[[ Extracted material open ]]
PR #402, opened 2023-12-21
Support Google Vertex AI Gemini

ghost:
This PR adds a basic support of Gemini (text).
Next time images and tools will be added.


langchain4j:
@glaforge could you please take a look? Thanks!

langchain4j-vertex-ai-gemini/pom.xml
```diff
@@ -0,0 +1,67 @@
...
+
+        <dependency>
+            <groupId>dev.langchain4j</groupId>
+            <artifactId>langchain4j-core</artifactId>
+        </dependency>
+
+        <dependency>
+            <groupId>com.google.cloud</groupId>
+            <artifactId>google-cloud-vertexai</artifactId>
+            <version>0.1.0</version>
```
glaforge: In our documentation, FYI, we usually suggest to use the google cloud libraries BOM, instead of specifying the version of the artifact:

```xml
<dependencyManagement>
    <dependencies>
        <dependency>
            <artifactId>libraries-bom</artifactId>
            <groupId>com.google.cloud</groupId>
            <scope>import</scope>
            <type>pom</type>
            <version>26.29.0</version>
        </dependency>
    </dependencies>
</dependencyManagement>

<dependencies>
    <dependency>
        <groupId>com.google.cloud</groupId>
        <artifactId>google-cloud-vertexai</artifactId>
    </dependency>
    ...
</dependencies>
```

I guess it's maybe better in case we're importing various other google cloud related libraries, so that there's no version conflict across libraries and their transitive dependencies. But in this case here for this module, I guess this is fine to use the version explicitly.

langchain4j-vertex-ai-gemini/src/main/java/dev/langchain4j/model/vertexai/StreamingChatResponseBuilder.java
```diff
@@ -0,0 +1,51 @@
...
+            return;
+        }
+
+        List<Candidate> candidates = partialResponse.getCandidatesList();
+        if (candidates.isEmpty() || candidates.get(0) == null) {
+            return;
+        }
+
+        String content = ResponseHandler.getText(partialResponse);
+        if (content != null) {
```
glaforge: `ResponseHandler#getText()` either throws an exception or returns a non empty string.
It's always safe to check against `null`, but maybe we could check the length is not empty?
On the other hand, appending an empty string won't change anything anyway :-)

langchain4j-vertex-ai-gemini/src/main/java/dev/langchain4j/model/vertexai/VertexAiGeminiChatModel.java
```diff
@@ -0,0 +1,82 @@
...
+    public VertexAiGeminiChatModel(String project,
+                                   String location,
+                                   String modelName,
+                                   Float temperature,
+                                   Integer maxOutputTokens,
+                                   Integer topK,
+                                   Float topP,
+                                   Integer maxRetries) {
+
+        GenerationConfig.Builder generationConfigBuilder = GenerationConfig.newBuilder();
```
glaforge, line 52: Should we check the ranges of the values below?
Or we just expect the underlying sdk to take care of checking them?
ie. topK is 1..40, topP is 0..1, etc.
https://cloud.google.com/vertex-ai/docs/generative-ai/model-reference/gemini

langchain4j-vertex-ai-gemini/src/main/java/dev/langchain4j/model/vertexai/VertexAiGeminiChatModel.java
```diff
@@ -0,0 +1,82 @@
...
+        if (topP != null) {
+            generationConfigBuilder.setTopP(topP);
+        }
+        this.generationConfig = generationConfigBuilder.build();
+
+        try (VertexAI vertexAI = new VertexAI(
+                ensureNotBlank(project, "project"),
+                ensureNotBlank(location, "location"))
+        ) {
+            this.model = new GenerativeModel(ensureNotBlank(modelName, "modelName"), vertexAI);
```
glaforge: Another thing we can configure (later on, in a future version) is the ability to filter/moderate content. There's the notion of `SafetySettings` in Gemini, which looks like so:

```java
      GenerativeModel model = new GenerativeModel(modelName, generationConfig, vertexAI);

      List<SafetySetting> safetySettings = Arrays.asList(
          SafetySetting.newBuilder()
              .setCategory(HarmCategory.HARM_CATEGORY_HATE_SPEECH)
              .setThreshold(SafetySetting.HarmBlockThreshold.BLOCK_LOW_AND_ABOVE)
              .build(),
          SafetySetting.newBuilder()
              .setCategory(HarmCategory.HARM_CATEGORY_DANGEROUS_CONTENT)
              .setThreshold(SafetySetting.HarmBlockThreshold.BLOCK_MEDIUM_AND_ABOVE)
              .build()
      );
```

It's a bit verbose though, but I'm wondering if there's something more generic that could be used across language models?
I think the OpenAI model has a simple moderation flag, for example? Here it's more fine-grained, so not sure how to make something really generic.

glaforge (approved):
This looks excellent!
I've tested it with some simple examples of chat conversations, and even data extraction with `AiServices`, and everything works great so far! Congrats!
I added a few comments, but it's more open questions or suggestions, nothing that necessarily need a reply or changes to the code.

langchain4j-vertex-ai-gemini/src/main/java/dev/langchain4j/model/vertexai/RoleMapper.java
```diff
@@ -0,0 +1,17 @@
+package dev.langchain4j.model.vertexai;
+
+import dev.langchain4j.data.message.ChatMessageType;
+
+class RoleMapper {
+
+    static String map(ChatMessageType type) {
+        switch (type) {
+            case SYSTEM:
```
oujingzhou, line 9: According to Gemini API: https://cloud.google.com/vertex-ai/docs/generative-ai/model-reference/gemini
USER: Specifies content that's sent by you.
MODEL: Specifies the model's response.

Maybe SYSTEM should map to "model"?

langchain4j-vertex-ai-gemini/src/test/java/dev/langchain4j/model/vertexai/VertexAiGeminiChatModelIT.java
```diff
@@ -0,0 +1,74 @@
...
+    void should_generate_response() {
+
+        // given
+        ChatLanguageModel model = VertexAiGeminiChatModel.builder()
+                .project("langchain4j")
+                .location("us-central1")
+                .modelName("gemini-pro")
+                .build();
+
+        UserMessage userMessage = UserMessage.from("What is the capital of Germany?");
```
King-Chau, line 28: Can you add tests for SystemMessage and AiMessage?

oujingzhou, line 35: Can you add tests for SystemMessage request?

langchain4j-vertex-ai-gemini/src/main/java/dev/langchain4j/model/vertexai/RoleMapper.java
langchain4j: We have agreed with @glaforge to deny system messages alltogether for the moment as they are not supported by Gemini (yet?)

langchain4j-vertex-ai-gemini/pom.xml
langchain4j: good point, will change

langchain4j-vertex-ai-gemini/src/main/java/dev/langchain4j/model/vertexai/StreamingChatResponseBuilder.java
langchain4j: good catch!

langchain4j-vertex-ai-gemini/src/main/java/dev/langchain4j/model/vertexai/VertexAiGeminiChatModel.java
langchain4j: Yes, we expect underlying SDK to do validations.
Otherwise we will be buried by all sorts of validations and will need to keep track of all the updates to them...

langchain4j-vertex-ai-gemini/src/main/java/dev/langchain4j/model/vertexai/RoleMapper.java
glaforge: As @langchain4j says, we think it's better to disallow system messages as they are not supported by Gemini.
Furthermore, if you pass a "model" message as a first message, then follow up with "user"'s messages, it'll complain anyway that it's not the right user/model alternation of messages.
So it has to be user/model/user/model/etc.
If you want to mimic system messages, the first user message should start with the system context: "You're an expert chatbot in blahblah/n/nHow do I do this?"

langchain4j-vertex-ai-gemini/src/main/java/dev/langchain4j/model/vertexai/VertexAiGeminiChatModel.java
langchain4j: OpenAI has a separate [moderation endpoint](https://platform.openai.com/docs/guides/moderation/quickstart), did not see an option to set moderation policy right in the completion endpoint. But it is a good idea, I will add an option to ctor to configure this

langchain4j-vertex-ai-gemini/src/test/java/dev/langchain4j/model/vertexai/VertexAiGeminiChatModelIT.java
langchain4j: we will deny system message for now, will add a test for this

langchain4j:
@glaforge thanks a lot for the review! I have addressed your comments. I have also added ctors that accept `GenerativeModel` and `GenerationConfig` for more flexibility. User can also setup `SafetySetting` when creating `GenerativeModel`.

glaforge (approved):
Fantastic!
[[ Extracted material closed ]]
### Work to complete
Set down the whole of the material, exactly.

### Output for this exercise
PR #402, opened 2023-12-21
Support Google Vertex AI Gemini

ghost:
This PR adds a basic support of Gemini (text).
Next time images and tools will be added.


langchain4j:
@glaforge could you please take a look? Thanks!

langchain4j-vertex-ai-gemini/pom.xml
```diff
@@ -0,0 +1,67 @@
...
+
+        <dependency>
+            <groupId>dev.langchain4j</groupId>
+            <artifactId>langchain4j-core</artifactId>
+        </dependency>
+
+        <dependency>
+            <groupId>com.google.cloud</groupId>
+            <artifactId>google-cloud-vertexai</artifactId>
+            <version>0.1.0</version>
```
glaforge: In our documentation, FYI, we usually suggest to use the google cloud libraries BOM, instead of specifying the version of the artifact:

```xml
<dependencyManagement>
    <dependencies>
        <dependency>
            <artifactId>libraries-bom</artifactId>
            <groupId>com.google.cloud</groupId>
            <scope>import</scope>
            <type>pom</type>
            <version>26.29.0</version>
        </dependency>
    </dependencies>
</dependencyManagement>

<dependencies>
    <dependency>
        <groupId>com.google.cloud</groupId>
        <artifactId>google-cloud-vertexai</artifactId>
    </dependency>
    ...
</dependencies>
```

I guess it's maybe better in case we're importing various other google cloud related libraries, so that there's no version conflict across libraries and their transitive dependencies. But in this case here for this module, I guess this is fine to use the version explicitly.

langchain4j-vertex-ai-gemini/src/main/java/dev/langchain4j/model/vertexai/StreamingChatResponseBuilder.java
```diff
@@ -0,0 +1,51 @@
...
+            return;
+        }
+
+        List<Candidate> candidates = partialResponse.getCandidatesList();
+        if (candidates.isEmpty() || candidates.get(0) == null) {
+            return;
+        }
+
+        String content = ResponseHandler.getText(partialResponse);
+        if (content != null) {
```
glaforge: `ResponseHandler#getText()` either throws an exception or returns a non empty string.
It's always safe to check against `null`, but maybe we could check the length is not empty?
On the other hand, appending an empty string won't change anything anyway :-)

langchain4j-vertex-ai-gemini/src/main/java/dev/langchain4j/model/vertexai/VertexAiGeminiChatModel.java
```diff
@@ -0,0 +1,82 @@
...
+    public VertexAiGeminiChatModel(String project,
+                                   String location,
+                                   String modelName,
+                                   Float temperature,
+                                   Integer maxOutputTokens,
+                                   Integer topK,
+                                   Float topP,
+                                   Integer maxRetries) {
+
+        GenerationConfig.Builder generationConfigBuilder = GenerationConfig.newBuilder();
```
glaforge, line 52: Should we check the ranges of the values below?
Or we just expect the underlying sdk to take care of checking them?
ie. topK is 1..40, topP is 0..1, etc.
https://cloud.google.com/vertex-ai/docs/generative-ai/model-reference/gemini

langchain4j-vertex-ai-gemini/src/main/java/dev/langchain4j/model/vertexai/VertexAiGeminiChatModel.java
```diff
@@ -0,0 +1,82 @@
...
+        if (topP != null) {
+            generationConfigBuilder.setTopP(topP);
+        }
+        this.generationConfig = generationConfigBuilder.build();
+
+        try (VertexAI vertexAI = new VertexAI(
+                ensureNotBlank(project, "project"),
+                ensureNotBlank(location, "location"))
+        ) {
+            this.model = new GenerativeModel(ensureNotBlank(modelName, "modelName"), vertexAI);
```
glaforge: Another thing we can configure (later on, in a future version) is the ability to filter/moderate content. There's the notion of `SafetySettings` in Gemini, which looks like so:

```java
      GenerativeModel model = new GenerativeModel(modelName, generationConfig, vertexAI);

      List<SafetySetting> safetySettings = Arrays.asList(
          SafetySetting.newBuilder()
              .setCategory(HarmCategory.HARM_CATEGORY_HATE_SPEECH)
              .setThreshold(SafetySetting.HarmBlockThreshold.BLOCK_LOW_AND_ABOVE)
              .build(),
          SafetySetting.newBuilder()
              .setCategory(HarmCategory.HARM_CATEGORY_DANGEROUS_CONTENT)
              .setThreshold(SafetySetting.HarmBlockThreshold.BLOCK_MEDIUM_AND_ABOVE)
              .build()
      );
```

It's a bit verbose though, but I'm wondering if there's something more generic that could be used across language models?
I think the OpenAI model has a simple moderation flag, for example? Here it's more fine-grained, so not sure how to make something really generic.

glaforge (approved):
This looks excellent!
I've tested it with some simple examples of chat conversations, and even data extraction with `AiServices`, and everything works great so far! Congrats!
I added a few comments, but it's more open questions or suggestions, nothing that necessarily need a reply or changes to the code.

langchain4j-vertex-ai-gemini/src/main/java/dev/langchain4j/model/vertexai/RoleMapper.java
```diff
@@ -0,0 +1,17 @@
+package dev.langchain4j.model.vertexai;
+
+import dev.langchain4j.data.message.ChatMessageType;
+
+class RoleMapper {
+
+    static String map(ChatMessageType type) {
+        switch (type) {
+            case SYSTEM:
```
oujingzhou, line 9: According to Gemini API: https://cloud.google.com/vertex-ai/docs/generative-ai/model-reference/gemini
USER: Specifies content that's sent by you.
MODEL: Specifies the model's response.

Maybe SYSTEM should map to "model"?

langchain4j-vertex-ai-gemini/src/test/java/dev/langchain4j/model/vertexai/VertexAiGeminiChatModelIT.java
```diff
@@ -0,0 +1,74 @@
...
+    void should_generate_response() {
+
+        // given
+        ChatLanguageModel model = VertexAiGeminiChatModel.builder()
+                .project("langchain4j")
+                .location("us-central1")
+                .modelName("gemini-pro")
+                .build();
+
+        UserMessage userMessage = UserMessage.from("What is the capital of Germany?");
```
King-Chau, line 28: Can you add tests for SystemMessage and AiMessage?

oujingzhou, line 35: Can you add tests for SystemMessage request?

langchain4j-vertex-ai-gemini/src/main/java/dev/langchain4j/model/vertexai/RoleMapper.java
langchain4j: We have agreed with @glaforge to deny system messages alltogether for the moment as they are not supported by Gemini (yet?)

langchain4j-vertex-ai-gemini/pom.xml
langchain4j: good point, will change

langchain4j-vertex-ai-gemini/src/main/java/dev/langchain4j/model/vertexai/StreamingChatResponseBuilder.java
langchain4j: good catch!

langchain4j-vertex-ai-gemini/src/main/java/dev/langchain4j/model/vertexai/VertexAiGeminiChatModel.java
langchain4j: Yes, we expect underlying SDK to do validations.
Otherwise we will be buried by all sorts of validations and will need to keep track of all the updates to them...

langchain4j-vertex-ai-gemini/src/main/java/dev/langchain4j/model/vertexai/RoleMapper.java
glaforge: As @langchain4j says, we think it's better to disallow system messages as they are not supported by Gemini.
Furthermore, if you pass a "model" message as a first message, then follow up with "user"'s messages, it'll complain anyway that it's not the right user/model alternation of messages.
So it has to be user/model/user/model/etc.
If you want to mimic system messages, the first user message should start with the system context: "You're an expert chatbot in blahblah/n/nHow do I do this?"

langchain4j-vertex-ai-gemini/src/main/java/dev/langchain4j/model/vertexai/VertexAiGeminiChatModel.java
langchain4j: OpenAI has a separate [moderation endpoint](https://platform.openai.com/docs/guides/moderation/quickstart), did not see an option to set moderation policy right in the completion endpoint. But it is a good idea, I will add an option to ctor to configure this

langchain4j-vertex-ai-gemini/src/test/java/dev/langchain4j/model/vertexai/VertexAiGeminiChatModelIT.java
langchain4j: we will deny system message for now, will add a test for this

langchain4j:
@glaforge thanks a lot for the review! I have addressed your comments. I have also added ctors that accept `GenerativeModel` and `GenerationConfig` for more flexibility. User can also setup `SafetySetting` when creating `GenerativeModel`.

glaforge (approved):
Fantastic!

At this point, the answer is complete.